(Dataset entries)

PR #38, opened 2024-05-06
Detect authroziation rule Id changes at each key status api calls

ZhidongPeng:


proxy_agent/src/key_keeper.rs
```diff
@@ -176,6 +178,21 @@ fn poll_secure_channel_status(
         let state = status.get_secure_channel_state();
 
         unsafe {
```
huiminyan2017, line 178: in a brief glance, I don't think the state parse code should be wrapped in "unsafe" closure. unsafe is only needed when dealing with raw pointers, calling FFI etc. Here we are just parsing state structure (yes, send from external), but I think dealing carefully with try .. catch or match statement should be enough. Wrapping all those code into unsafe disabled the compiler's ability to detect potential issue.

Exercise directions: What lines in the records contain the word "state"? Return each one.

Solved exercise:
         let state = status.get_secure_channel_state();
huiminyan2017, line 178: in a brief glance, I don't think the state parse code should be wrapped in "unsafe" closure. unsafe is only needed when dealing with raw pointers, calling FFI etc. Here we are just parsing state structure (yes, send from external), but I think dealing carefully with try .. catch or match statement should be enough. Wrapping all those code into unsafe disabled the compiler's ability to detect potential issue.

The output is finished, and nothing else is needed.